* **EXERCISE**:
For the records that follow, say how many lines have the word "district" in them. Write the number and nothing more.

-- ENTRIES SHOWN follows --

PR #672, opened 2020-12-18
Supports new level_1_supervision_location and level_2_supervision_location dimensions

### LINKED ISSUE #667: Modify charts and filters to support level_1_supervision_location and level_2_supervision_location dimensions
There is a BE change coming down the road that will add two dimensions to each metric file: `level_1_supervision_level` and `level_2_supervision_level`. We need to adjust the district chart, and filtering logic to be able to support BOTH the current metric files, and the new metric files such that when that BE change lands it does not break the FE. 

We will follow up with another PR to point the FE towards these new dimensions and away from the district dimension as cleanup. The BE can then follow and remove the district dimension.

So the process for this will be:
*FE PR (this issue) is merged and deployed to prod
*This BE PR is merged and deployed
*FE PR to remove use on district dimension entirely.
*BE PR to remove the district dimension

**Additional context**

jovergaag:
## Description of the change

-- ENTRIES SHOWN concluded --

* **WRITTEN SOLUTION**:
4